WORK TO BE COMPLETED: Search the entries below for "returns". Report each line where it occurs.

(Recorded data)
PR #10509, opened 2022-11-14
Pass an instance ref and location into local grpc servers

gibsondan:
Summary:
This is to lay groundwork for https://github.com/dagster-io/dagster/pull/10491/files - fixes up a whole bunch of tests that were assuming that you could run a grpc server using an in memory instance (including a couple of whole graphql test suites), and pass in the local instance ref into the grpc server constructor. This isn't something that a user has actually been able to do for a while.

Test Plan: BK


alangenfeld (commented):
something about always requiring the instance ref makes me feel uneasy but i can't point to any specific problem that are that concerning. Theres like the theoretical case of loading different python environments with different dagster versions but thats very rare - and only a set-up for potential edge cases as opposed to a problem itself.

alangenfeld (approved):
👻

PR #10513, opened 2022-11-14
[dagit] Tweak GraphQL so single- and mulit- dim assets share resolvers

bengotow:
### Summary & Motivation

This PR makes a few small changes to the GraphQL schema around asset partitions so that we don't have to fork and make one query for 2d assets and a separate query for 1d assets.

1)  `partitionKeysByDimension` now works for a single-dimensional asset and returns the partition keys under the name "default"

2) `partitionMaterializationCounts` now returns the same lightweight array-of-numbers shape for one-dimensional assets. This isn't super important, but we'll always query `partitionKeysByDimension` alongside the counts, so we don't want them repeated in the result.

3) I had to rename `materializationCounts` to `materializationCountsGrouped` because GraphQL was upset about two different response types being available with the same field but different data types. (`[[Int!]]` vs `[Int!]`)

Sidenote: I think the GraphQL specification using nested integer arrays means that this only works for 2D assets and not 3D, 4D, etc assets? I think that's fine for now though.

Here's (roughly) the GraphQL the front-end will make which now works for both:

```
{
  assetNodeOrError(assetKey: {path: ["yoyoyoyoyo"]}) {
    __typename
    ... on AssetNode {
      partitionDefinition {
        type
        description
      }
      partitionKeysByDimension {
        name
        partitionKeys
      }
      partitionMaterializationCounts {
        ... on MaterializationCountGroupedByDimension {
          materializationCountsGrouped
        }
        ... on MaterializationCountSingleDimension {
          materializationCounts
        }
      }
    }
  }
}
```

Updated existing test coverage!


clairelin135 (approved):
Thanks for making this change and updating the tests! This all looks good to me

PROBLEM SOLUTION:
1)  `partitionKeysByDimension` now works for a single-dimensional asset and returns the partition keys under the name "default"
2) `partitionMaterializationCounts` now returns the same lightweight array-of-numbers shape for one-dimensional assets. This isn't super important, but we'll always query `partitionKeysByDimension` alongside the counts, so we don't want them repeated in the result.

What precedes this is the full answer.